9. The method of claim 8,
The clustering unit,
The clustering of documents is performed using non - hierarchical clustering that determines the initial cluster selection method and the stopping point of the relocation process.

9. The method of claim 8,
Wherein the text classification unit comprises:
Wherein the classification target document is input to the classifier and the classification accuracy of the document is measured using a preliminary verification or cross validation method.

13. The method of claim 12,
Wherein the classifier comprises:
The method comprising at least one of probabilistic seismic analysis (PSA), naive bayes networks (LDA), kNN classifiers, linear classifiers, locho classifiers, SVM classifiers, neural network classifiers, A pure enterprise selection system using text mining.

The method according to claim 1,
An information output module for visualizing and reproducing the reproduced data;
, Which is a pure company selection system using text mining.

The method according to claim 1,
An evaluation module for evaluating a text mining process of the pure company selection device and correcting or supplementing a portion where an error occurs according to a predetermined criterion;
, Which is a pure company selection system using text mining.

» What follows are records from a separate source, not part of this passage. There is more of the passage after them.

PR #957, opened 2023-04-26
Direct write with subset field list support fix

suryasoma:


bigquery-connector-common/src/test/java/com/google/cloud/bigquery/connector/common/BigQueryUtilTest.java
```diff
@@ -303,9 +309,48 @@ public void testSchemaWritableWithDisableNullableFieldCheck() {
...
+
+    assertThat(BigQueryUtil.schemaWritable(s1, s2, false, true)).isTrue();
+    assertThat(BigQueryUtil.schemaWritable(s1, s3, false, true)).isFalse();
+    assertThat(BigQueryUtil.schemaWritable(s3, s2, false, true)).isTrue();
+  }
+
+  @Test
+  public void testIsModeWritable() {
+    assertThat(BigQueryUtil.isModeWritable(Mode.NULLABLE, Mode.NULLABLE)).isTrue();
+    assertThat(BigQueryUtil.isModeWritable(Mode.NULLABLE, Mode.REQUIRED)).isTrue();
```
davidrabinowitz, line 346: Why writing nullable to required is ok? it may contain `null`s

bigquery-connector-common/src/main/java/com/google/cloud/bigquery/connector/common/BigQueryUtil.java
```diff
@@ -322,6 +332,18 @@ static boolean fieldWritable(
                 && sourceField.getPrecision() <= destinationField.getPrecision()));
   }
 
+  @VisibleForTesting
+  static boolean isModeWritable(Field.Mode sourceMode, Field.Mode destinationMode) {
+    switch (destinationMode) {
+      case REPEATED:
+        return sourceMode == Mode.REPEATED;
+      case REQUIRED:
```
davidrabinowitz, line 340: Can you write nullable into required?

davidrabinowitz (changes requested):

bigquery-connector-common/src/test/java/com/google/cloud/bigquery/connector/common/BigQueryUtilTest.java
suryasoma: So here we are only checking the schema not the actual value. 
So here is the case if the destination field is `REQUIRED` and the source is `NULLABLE`, but if the source contains non-null value, it should be written. The check here is to see if schema is compatible not the values.

davidrabinowitz (changes requested):
Please add integration tests checking all the cases

davidrabinowitz (approved):

PR #965, opened 2023-05-05
changing the hash from BigQueryConfig to BigQueryClientFactoryConfig

suryasoma:
BigQueryConfig doesn't overwrite hashCode() and equals(), causing to create a client for every request.

### DIFF
--- a/bigquery-connector-common/src/main/java/com/google/cloud/bigquery/connector/common/BigQueryClientFactory.java
+++ b/bigquery-connector-common/src/main/java/com/google/cloud/bigquery/connector/common/BigQueryClientFactory.java
@@ -113,10 +113,10 @@ public class BigQueryClientFactory implements Serializable {
       return Objects.hashCode(
           BigQueryUtil.getCredentialsByteArray(credentials),
           headerProvider,
-          new BigQueryClientFactoryConfig(bqConfig));
+          bqConfig.clientCreationHashCode());
     }
 
-    return Objects.hashCode(credentials, headerProvider, new BigQueryClientFactoryConfig(bqConfig));
+    return Objects.hashCode(credentials, headerProvider, bqConfig.clientCreationHashCode());
   }
 
   @Override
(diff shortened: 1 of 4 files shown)


bigquery-connector-common/src/main/java/com/google/cloud/bigquery/connector/common/BigQueryClientFactory.java
```diff
@@ -111,10 +111,12 @@ public int hashCode() {
     // ExternalAccountCredentials first and then compare their hashCodes.
     if (credentials instanceof ExternalAccountCredentials) {
       return Objects.hashCode(
-          BigQueryUtil.getCredentialsByteArray(credentials), headerProvider, bqConfig);
+          BigQueryUtil.getCredentialsByteArray(credentials),
+          headerProvider,
+          new BigQueryClientFactoryConfig(bqConfig));
```
davidrabinowitz, line 116: To avoid duplication, please move this conversion to the constructor (line 71)

davidrabinowitz (changes requested):

bigquery-connector-common/src/main/java/com/google/cloud/bigquery/connector/common/BigQueryClientFactory.java
suryasoma: Ack

bigquery-connector-common/src/main/java/com/google/cloud/bigquery/connector/common/BigQueryConfig.java
```diff
@@ -65,4 +66,40 @@ public interface BigQueryConfig {
...
+        getAccessTokenProviderConfig(),
+        getCredentialsKey(),
+        getAccessToken(),
+        getCredentialsFile(),
+        getBigQueryHttpEndpoint(),
+        getFlowControlWindowBytes(),
+        getBigQueryStorageGrpcEndpoint(),
+        getCreateReadSessionTimeoutInSeconds(),
+        getBigQueryProxyConfig(),
+        getParentProjectId(),
```
davidrabinowitz, line 82: Why do we need the parent project ID ? it is not used by the factory

davidrabinowitz (changes requested):

bigquery-connector-common/src/main/java/com/google/cloud/bigquery/connector/common/BigQueryConfig.java
suryasoma: It is used while creating `HeaderProvider` https://github.com/GoogleCloudDataproc/spark-bigquery-connector/blob/9e31d999f8c7e80121b48a32a24d0d28c64189c7/bigquery-connector-common/src/main/java/com/google/cloud/bigquery/connector/common/HttpUtil.java#L30
Added just to ensure all the dependencies are equal.

davidrabinowitz (approved):

PR #979, opened 2023-05-24
Create spark table from BQ table fix

suryasoma:
fix to create spark table from BQ table, created in the same flow


spark-bigquery-connector-common/src/main/java/com/google/cloud/spark/bigquery/write/BigQueryInsertableRelationBase.java
```diff
@@ -71,7 +73,7 @@ public boolean isEmpty() {
 
   /** Returns the number of rows in the table. If the table does not exist return None */
   private Optional<BigInteger> numberOfRows() {
-    return table.map(TableInfo::getNumRows);
+    return Optional.of(table.get().getNumRows());
```
vishalkarve15, line 76: `table.get()` can return null. We should add a check and return `Optional.empty()` if that's the case.

davidrabinowitz: This is why we are using map() - if the table is empty it will return empty. This suggestion will throw NoSuchElementException

PR #1025, opened 2023-07-19
Handle Java 8 types for dates and timestamps when compiling filters

tom-s-powell:
The `spark.sql.datetime.java8API.enabled` configuration as described in https://spark.apache.org/docs/3.0.0/configuration.html is not currently handled (when set to `true`) when compiling filters. Date or timestamp literals will be `java.time.LocalDate` or `java.time.Instant` respectively and thus not properly escaped by https://github.com/GoogleCloudDataproc/spark-bigquery-connector/blob/master/spark-bigquery-connector-common/src/main/java/com/google/cloud/spark/bigquery/SparkFilterUtils.java#L318 resulting in query failures due to invalid syntax.

### DIFF
--- a/spark-bigquery-connector-common/src/main/java/com/google/cloud/spark/bigquery/SparkFilterUtils.java
+++ b/spark-bigquery-connector-common/src/main/java/com/google/cloud/spark/bigquery/SparkFilterUtils.java
@@ -23,7 +23,6 @@ import java.sql.Date;
 import java.sql.Timestamp;
 import java.time.Instant;
 import java.time.LocalDate;
-import java.time.format.DateTimeFormatter;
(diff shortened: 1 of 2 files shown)


tom-s-powell:
Fixed up failing test.

davidrabinowitz:
> @davidrabinowitz thoughts on the test coverage issue?

This delta is unclear, and is concentrated at an unreleased code, so it is safe to ignore for now.

Thanks for the PR!

davidrabinowitz (approved):

tom-s-powell:
@davidrabinowitz is there an ETA on next release?

davidrabinowitz:
This week 🤞

PR #1032, opened 2023-07-31
Reverting changes for overwrite mode to use MERGE, to prevent loosing policy tags

suryasoma:
As part of PR https://github.com/GoogleCloudDataproc/spark-bigquery-connector/pull/1007, write has been changed from `MERGE` to `SELECT` with respective WriteDisposition. But in overwrite mode with WriteDisposition as `WRITE_TRUNCATE` the policyTags are getting replaced. So reverting this change from #1007

### DIFF
--- a/bigquery-connector-common/src/main/java/com/google/cloud/bigquery/connector/common/BigQueryClient.java
+++ b/bigquery-connector-common/src/main/java/com/google/cloud/bigquery/connector/common/BigQueryClient.java
@@ -236,7 +236,22 @@ public class BigQueryClient {
    */
   public Job overwriteDestinationWithTemporary(
       TableId temporaryTableId, TableId destinationTableId) {
-    return copyData(temporaryTableId, destinationTableId, JobInfo.WriteDisposition.WRITE_TRUNCATE);
+    String queryFormat =
+        "MERGE `%s`\n"
+            + "USING (SELECT * FROM `%s`)\n"
+            + "ON FALSE\n"
+            + "WHEN NOT MATCHED THEN INSERT ROW\n"
+            + "WHEN NOT MATCHED BY SOURCE THEN DELETE";
+
+    QueryJobConfiguration queryConfig =
+        jobConfigurationFactory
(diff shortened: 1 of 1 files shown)


bigquery-connector-common/src/main/java/com/google/cloud/bigquery/connector/common/BigQueryClient.java
```diff
@@ -213,10 +213,11 @@ private Job copyData(
       TableId destinationTableId,
       JobInfo.WriteDisposition writeDisposition) {
     String queryFormat = "SELECT * FROM `%s`";
+    String temporaryTableName = fullTableName(sourceTableId);
```
agrawal-siddharth, line 216: Changes to the copyData() function are not needed.

bigquery-connector-common/src/main/java/com/google/cloud/bigquery/connector/common/BigQueryClient.java
```diff
@@ -252,11 +269,6 @@ public Job appendDestinationWithTemporary(TableId temporaryTableId, TableId dest
     return copyData(temporaryTableId, destinationTableId, JobInfo.WriteDisposition.WRITE_APPEND);
   }
 
-  String sqlFromFormat(String queryFormat, TableId temporaryTableId) {
```
agrawal-siddharth, line 255: Similarly, removal of this function is not needed.

bigquery-connector-common/src/main/java/com/google/cloud/bigquery/connector/common/BigQueryClient.java
suryasoma: it is the same method which has been shifted into here since we will have two `sqlFromFormat` methods one for `SELECT` and the other for `MERGE`.  Since the format methods are closely tied to the queries, I have dropped them and made changes to the caller itself.

agrawal-siddharth (approved):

16. The method of claim 15,
Wherein the evaluation module comprises:
A cluster feasibility evaluation for determining whether the data structure generated as a result of clustering of the analysis module provides statistical evidence for a pure enterprise selection and a cluster performance evaluation for determining through an external quality measure and an internal quality measure are performed Pure company selection system using mining.

16. The method of claim 15,
Wherein the evaluation module comprises:
And evaluating whether meaningful clusters are generated by using a clustering tendency check including at least one of a redundancy check, a nearest neighbor check, and a term density check.

16. The method of claim 15,
Wherein the evaluation module comprises:
And the classification performance is evaluated through the classification recall rate and the classification accuracy of the document classified by the analysis module.

The method according to claim 1,
The selection module comprises:
A pure company selection method using text mining, which is characterized by selecting a representative pure company according to a business type according to a selection criterion including at least one of a single industry type, a single product production, a research result, financial information, .

Searching a text based document;
Converting the text content in the searched document into an inputtable format;
Selecting and storing semantic information among documents preprocessed by the preprocessing module;
Clustering or classifying and reproducing the document using the similarity coefficient based on the semantic information;
Linking industry types, representative products, and product producers in the document;
Selecting a representative pure company according to a business type using document contents reproduced by the analysis module;
A method of selecting a pure company using text mining including.